Community: “Aerodynamics of Gender” (2.7)

One of my favorite things about Community is that there isn’t really a stock episode-type or plot. There’s no monster-of-the-week like in Buffy or disease-of-the-week like in House, but more importantly neither does it have the sit-com equivalent of those plot repetitions. In short, no episode is easily mistaken for any other. There are constants, of course, with the school setting and the study group meetings being the big ones, but last week’s episode was completely unlike what we saw in “Aerodynamics of Gender,” as will next week’s. The basics of the show haven’t changed, either, it’s just that by building itself from the beginning as having an unrealistic setting and little repetition as to episode plots, the show built itself up more in the way of The Simpsons than something like The Office (which admittedly has gone on to shift its formula more frequently the longer it’s been on).
This allows for stories to be pretty disparate not only on an episode-to-episode basis but also within the same episode. “Aerodynamics” is split pretty evenly between two plots that only marginally come together, which despite being simpler writing is in fact more of a rarity for Community.
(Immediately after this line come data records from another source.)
PR #8130, opened 2025-08-07
[http-client-pytho] DPG model supports multi-layer discriminator.

tadelesh:
Resolve: https://github.com/microsoft/typespec/issues/7963

### DIFF
--- a/.chronus/changes/copilot-fix-8338-2025-8-1-12-53-23.md
+++ b/.chronus/changes/copilot-fix-8338-2025-8-1-12-53-23.md
@@ -1,0 +1,7 @@
+---
+changeKind: fix
+packages:
+  - "@typespec/http-client-python"
+---
+
+fail installation when fail to create virtual environment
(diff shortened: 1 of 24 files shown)


packages/http-client-python/emitter/src/emitter.ts
```diff
@@ -238,7 +238,7 @@ async function onEmitMain(context: EmitContext<PythonEmitterOptions>) {
         ".pytest_cache",
         ".vscode",
         "_build",
-        "build",
```
msyyc, line 241: Is this change necessary?

packages/http-client-python/generator/pygen/codegen/templates/model_dpg.py.jinja2
```diff
@@ -10,7 +10,7 @@
     {% endif %}
 
     {% if model.properties != None %}
-        {% for p in model.properties %}
+        {% for p in serializer.get_properties_to_declare(model) %}
```
msyyc: May cause unexpected change: https://github.com/Azure/autorest.python/pull/3169/files#r2268822182

packages/http-client-python/emitter/src/emitter.ts
tadelesh: Yes. Otherwise, any folder include `build` will be ignored to black.

packages/http-client-python/generator/pygen/codegen/templates/model_dpg.py.jinja2
tadelesh: Let me confirm if it is by design. If so, I'll revert the change.

iscai-msft (approved):

Issue #8129, opened 2025-08-07
[http-client-csharp] We should not add "CollectionReturnResult" types into `typesToKeep` list


ArcturusZhang:
We are adding collection return result types into the typesToKeep list: https://github.com/microsoft/typespec/blob/de6f8eb9a2c9ffd5dbf090c140811b8048bd4744/packages/http-client-csharp/generator/Microsoft.TypeSpec.Generator.ClientModel/src/ScmOutputLibrary.cs#L50

Only "root types" should be able to add into the typesToKeep list.
The collection return result types are not really clients therefore they should not be added in the first place.
If a related operation is generated, they will be kept but if a related operation is not generated because of various reasons, those types should not be there.

PR #8131, opened 2025-08-07
do not add collection result types into `TypesToKeep` list

ArcturusZhang:
Fixes https://github.com/microsoft/typespec/issues/8129

We should not abuse this `TypesToKeep` mechanism, and we should only add the types that we are absolutely sure it is a root node in the generated library.

### DIFF
--- a/docs/samples/client/csharp/SampleService/main.tsp
+++ b/docs/samples/client/csharp/SampleService/main.tsp
@@ -36,7 +36,6 @@ enum Versions {
 }
 
 @doc("float fixed enum")
-@fixed
 enum FloatFixedEnumWithIntValue {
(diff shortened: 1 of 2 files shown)


docs/samples/client/csharp/SampleService/main.tsp
```diff
@@ -36,31 +36,27 @@ enum Versions {
 }
 
 @doc("float fixed enum")
-@fixed
```
ArcturusZhang, line 39: this decorator has been deprecated for a long time.
Somehow the pipeline reports it cannot build therefore I just removed them

JoshLove-msft (approved):

PR #8145, opened 2025-08-08
Ef remove http

joheredi:
Building on top of https://github.com/microsoft/typespec/pull/7826

- Enable overriding components based on type and type kind
- Use overrides to remove http dependency on emitter-framework


pnpm-lock.yaml
timotheeguerin, line 1: probably need to revert most of this

you can run `pnpm install-conflict` i think which will auto reset to the value on main and run pnpm install to make sure local change are applied on the latest

packages/emitter-framework/src/csharp/components/class/declaration.test.tsx
```diff
@@ -67,6 +72,65 @@ it("renders a class declaration with properties", async () => {
   `);
 });
 
+it("renders a class declaration with properties using component override", async () => {
+  const { TestModel, Foo, Bar } = await runner.compile(t.code`
+    model ${t.model("Foo")} {}
+    model ${t.model("Bar")} {}
+    model ${t.model("TestModel")} {
+      @test Prop1: string;
```
timotheeguerin: can remove the `@test`

timotheeguerin (approved):

timotheeguerin (approved):

PR #8190, opened 2025-08-14
http-client-java, bug fix on parent resource rename

weidongxu-microsoft:


XiaofeiCao:
What's the issue with `ExtensionResource`?

weidongxu-microsoft:
> What's the issue with `ExtensionResource`?

The `systemData` is not generated in the resource model.
https://github.com/Azure/azure-sdk-for-java/pull/46397/files#diff-0e5be5ec57a2461a9144e5985ad6526bd1137653c8210f20141b856143e3ac31
image

To be frank, I still not sure what happened. It seems related to the rename process, as we map `ExtensionResource` to `ProxyResource` in codegen.
https://github.com/microsoft/typespec/blob/main/packages/http-client-java/generator/http-client-generator-mgmt/src/main/java/com/microsoft/typespec/http/client/generator/mgmt/transformer/ResourceTypeNormalization.java#L251-L252

Also, there is a "replace parent" logic, when name is not same.
https://github.com/microsoft/typespec/blob/main/packages/http-client-java/generator/http-client-generator-mgmt/src/main/java/com/microsoft/typespec/http/client/generator/mgmt/transformer/ResourceTypeNormalization.java#L339-L359

However, I still unsure why these causes this missing of `systemData`.
Here, the current fix is just limit the scope of my previous `rename`, so basically it only handle `##AutoGenerated#` class.

Let me know if you think up something.

PR #8197, opened 2025-08-14
feat: adds support for importing tags metadata

### LINKED ISSUE #8194: [Feat] OpenAPI import - support for tag definition

OAI 3.1 (and 3.0) have a notion of document tag definitions. These definition allow setting things like the description.

```YAML
tags:
  - name: Assistants
    description: Build Assistants that can call models and use tools.
```

These definitions should be imported as tagMetadata like so

```TypeSpec
@tagMetadata("Assistants", #{description: "Build assistants that can call models and use tools to perform tasks." })
```

### Checklist

baywet:
fixes #8194


packages/openapi3/src/cli/actions/convert/generators/generate-service-info.ts
```diff
@@ -1,9 +1,13 @@
...
+import { TypeSpecServiceInfo, TypeSpecTagMetadata } from "../interfaces.js";
 import { generateDocs } from "../utils/docs.js";
 import { generateNamespaceName } from "../utils/generate-namespace-name.js";
 import { toTspValues } from "../utils/tsp-values.js";
+import { generateTags } from "./generate-tags.js";
 
-export function generateServiceInformation(serviceInfo: TypeSpecServiceInfo): string {
+export function generateServiceInformation(
+  serviceInfo: TypeSpecServiceInfo,
+  tags: TypeSpecTagMetadata[],
```
gavinbarron: could this use a default value of an empty array? This would maintain backwards compatibility in the case of any consumers of the library are importing this function.

baywet:
```suggestion
  tags: TypeSpecTagMetadata[] = [],
```

That's a great suggestion! thanks

chrisradek (commented):
@baywet This looks good too, thank you for submitting! Looks like it will need some updates to the `generateServiceInformation` function once https://github.com/microsoft/typespec/pull/8201 is merged.

baywet:
@chrisradek yes, conflicts will need to be handled. Leave it to me I'll do it tomorrow.

baywet:
@chrisradek conflicts solved, good for final review and merge!

Issue #8170, opened 2025-08-12
[Bug]: import of union type is missing semi colons


baywet:
### Describe the bug

When importing a oneOf, the resulting TypeSpec document is invalid as it contains

```TypeSpec
union AssistantStreamEvent {
ThreadStreamEvent
RunStreamEvent
RunStepStreamEvent
MessageStreamEvent
ErrorEvent
DoneEvent
}
```

which is missing semi-colons like so

```TypeSpec
union AssistantStreamEvent {
ThreadStreamEvent;
RunStreamEvent;
RunStepStreamEvent;
MessageStreamEvent;
ErrorEvent;
DoneEvent;
}
```

### Reproduction

OpenAPI document with the following:

```YAML
AssistantStreamEvent:
      oneOf:
        - $ref: '#/components/schemas/ThreadStreamEvent'
        - $ref: '#/components/schemas/RunStreamEvent'
        - $ref: '#/components/schemas/RunStepStreamEvent'
        - $ref: '#/components/schemas/MessageStreamEvent'
        - $ref: '#/components/schemas/ErrorEvent'
        - $ref: '#/components/schemas/DoneEvent'
```

### Checklist

- [x] Follow our [Code of Conduct](https://github.com/microsoft/typespec/blob/main/CODE_OF_CONDUCT.md)
- [x] Check that there isn't already an issue that request the same bug to avoid creating a duplicate.
- [x] Check that this is a concrete bug. For Q&A open a [GitHub Discussion](https://github.com/Microsoft/typespec/discussions).
- [x] The provided reproduction is a [minimal reproducible example](https://stackoverflow.com/help/minimal-reproducible-example) of the bug.

baywet:
After some more investigation, it seems to be a side effect related to the fact that other lexical issues prevent the linting from running.
Still, it'd be a nice thing to ensure the coma is present (not semi-colon) as it'll make the investigation of other syntax issues easier (less noise from that issue)

PR #8203, opened 2025-08-14
OpenAPI3 Converter: Add missing comma delimiter when emitting union decl for schema

### LINKED ISSUE #8155: [Bug]: OpenAPI to TypeSpec conversion of arrays of inline enums lead to invalid TypeSpec
### Describe the bug

Using the conversion tool, inline enums for an array are not converted properly. I'd expected an enum definition, either inline (is that possible in TypeSpec), or as a separate type.

### Reproduction

The following component schema

```yaml
    ChatCompletionModalities:
      type: array
      items:
        type: string
        enum:
          - text
          - audio
```

leads to the following TypeSpec

```TypeSpec
union ChatCompletionModalities {
null,
}
```

Which missing the enum values

tool version 1.3.0

### Checklist

witemple-msft:
Closes #8155

### DIFF
--- a/.chronus/changes/witemple-msft-openapi3-converter-union-semicolon-2025-7-14-19-48-18.md
+++ b/.chronus/changes/witemple-msft-openapi3-converter-union-semicolon-2025-7-14-19-48-18.md
@@ -1,0 +1,7 @@
+---
+changeKind: fix
+packages:
+  - "@typespec/openapi3"
+---
+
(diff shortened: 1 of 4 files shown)


baywet:
@willmtemple thanks for looking into this. The issue number here should be #8170 instead. Because of that I didn't know you had started a PR and put one together at #8213

baywet:
@chrisradek the initial description of this issue needs to be updated for bug #8170 as it'll close **the wrong issue** otherwise

PR #10927, opened 2026-06-09
http-client-java, follow up on exactName after TCGC fix

### LINKED ISSUE #3340: Support exact() Function for @clientName (TCGC 0.68.0)
Docs https://azure.github.io/typespec-azure/docs/howtos/generate-client-libraries/09renaming/#preserving-exact-casing
A new exact() function that preserves client names without language-specific casing transformations. Previously, names provided via @clientName would still be subject to emitter-specific casing rules (e.g., PascalCase for C#, snake_case for Python). Now you can opt out of those transformations entirely.

Java emitter should support this function.

weidongxu-microsoft:
new patch of TCGC fixed some missing `isExactName`

fix https://github.com/Azure/autorest.java/issues/3340


packages/http-client-java/generator/http-client-generator-core/src/main/java/com/microsoft/typespec/http/client/generator/core/mapper/MapperUtils.java
```diff
@@ -104,10 +104,13 @@ private static List<ClientEnumValue> createEnumValues(ChoiceSchema enumType,
         for (ChoiceValue enumValue : enumType.getChoices()) {
             String enumName = enumValue.getValue();
             String enumDescription = null;
+            boolean useExactJavaName = false;
             if (useCodeModelNameForEnumMember) {
                 if (enumValue.getLanguage() != null
                     && enumValue.getLanguage().getJava() != null
                     && enumValue.getLanguage().getJava().getName() != null) {
+                    // when language.java.name exists, use this name as variable name, without escaping or case change
+                    useExactJavaName = true;
```
XiaofeiCao, line 113: Would be helpful to add a simple exact name case for mgmt as well, e.g. exact name with leading or trailing underscore(_).
mgmt will have "useCodeModelNameForEnumMember" set to false, probably due to Swagger legacy:
https://github.com/microsoft/typespec/blob/d4e4179349871a49baaabeb812ce7d071682e133/packages/http-client-java/generator/http-client-generator-mgmt/src/main/java/com/microsoft/typespec/http/client/generator/mgmt/mapper/FluentChoiceMapper.java#L19-L21

weidongxu-microsoft: Mgmt SDK from TypeSpec is actually `true` -- we made this decision on TypeSpec to honor the name e.g. `Golden: "golden_dog"`
https://github.com/microsoft/typespec/blob/main/packages/http-client-java/generator/http-client-generator/src/main/java/com/microsoft/typespec/http/client/generator/fluent/TypeSpecFluentMapperFactory.java#L43-L51

XiaofeiCao: I see. The `TypeSpecFluentMapperFactory`...

weidongxu-microsoft: Hopefully we can get rid of some, after formally drop AutoRest

PS: need to regen on clientcore-tests

XiaofeiCao (approved):

PR #10955, opened 2026-06-10
[python] Fix Sphinx docstring rendering of annotations after code blocks

l0lawrence:
## Why

Fixes #10314. When a property or parameter description ended with a code block, the emitter appended annotations like `Required.` to the very end of the string. With code blocks converted to RST `.. code-block::`, the annotation landed right after the closing `]` of a JSON block (`]. Required.`), which breaks Sphinx rendering.

## Approach

Annotations are added centrally in `add_to_description` (in `pygen/codegen/models/utils.py`), used by both `property.py` and `parameter.py` and other callers. That helper is now code-block aware: when the description contains `.. code-block::`, the annotation is inserted into the prose **before** the code block instead of being appended after it. Behavior is unchanged when there is no code block.

## Tests

Added `tests/unit/test_add_to_description.py` covering the empty, plain, single-code-block, and multiple-code-block cases.


l0lawrence:
https://github.com/Azure/azure-sdk-for-python/issues/47442

msyyc (approved):

PR #10957, opened 2026-06-10
fix(http-client-python): construct paging JSON body outside prepare_request

l0lawrence:
## Bug

For paging operations whose request body is a flattened JSON model, the generated client raised `UnboundLocalError: cannot access local variable 'body'` on the first call. The body construction block was emitted inside the `prepare_request` closure, and since `body` is assigned there, Python treats it as a function-local for the whole closure, so the earlier `if body is _Unset:` read fails before it is ever bound.

## Fix

Construct the JSON model body once in the enclosing method scope (next to where overload body initialization already lives) and before the body is serialized into the request content. The `prepare_request` closure then only reads the already-built body. This mirrors the existing pattern where `_initialize_overloads` returns early for paging so body setup happens once outside the closure.


msyyc:
We don't have spector case for this scenario for now so better to add unit test cases instead @l0lawrence

iscai-msft (approved):

msyyc (approved):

Troy and Jeff have been bonding over basketball, which leaves Pierce wishing to join them in being one of the guys. He overcompensates in emulating their interest last week by getting himself a helicopter, which when they soon lose their interest in basketball he uses to find out that they’ve been using a secret school trampoline to bliss out on. He then proceeds to ruin this by breaking all the trampoline rules and injuring himself, which means the school has to get rid of it.
The other half of the episode also worked on a new grouping of characters but putting Abed together with the show’s women. When they find out he’s a savant at recognizing people’s imperfections and using these to form insults, they enlist him to oust the previous alpha women from their places and soon become jerks themselves. The whole thing is largely a parody of Mean Girls, with some Robocop mixed into Abed’s activities largely for some good freeze-frame jokes. By the end of the episode the social order is restored and that’s pretty much it.